+++ SUPPLIED MATERIAL

PR #1594, opened 2025-10-23
use `vary` and `initial_value` from `NXparameters` in `NXfit_function`

lukaspie:
This align `NXparameters` used in `NXfit_function` with the changes to the base class `NXparameters` applied in https://github.com/nexusformat/definitions/pull/1560.

I couldn’t make my PR point to @rayosborn's branch because it is on his own private repository, so I just pointed it to the main branch. Not sure if the whole thing needs a vote, as it is basically just clean-up.

### DIFF
--- a/base_classes/NXfit_function.nxdl.xml
+++ b/base_classes/NXfit_function.nxdl.xml
@@ -67,26 +67,6 @@ and a BNF of valid grammar.-->
                     A description of what this parameter represents.
                 </doc>
             </attribute>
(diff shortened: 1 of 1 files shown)


base_classes/NXfit_function.nxdl.xml
mkuehbach: If #1560 will be accepted, the attributes `initial`, `min`, `max`, `vary` do not need to be defined here in NXfit_function, they are inherited from NXparameters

++++++

Please output only the lines from the first line of the entries through the line with "applied in https://github.com/nexusformat/definitions/pull/1560.", both included, exactly as written.

PR #1594, opened 2025-10-23
use `vary` and `initial_value` from `NXparameters` in `NXfit_function`

lukaspie:
This align `NXparameters` used in `NXfit_function` with the changes to the base class `NXparameters` applied in https://github.com/nexusformat/definitions/pull/1560.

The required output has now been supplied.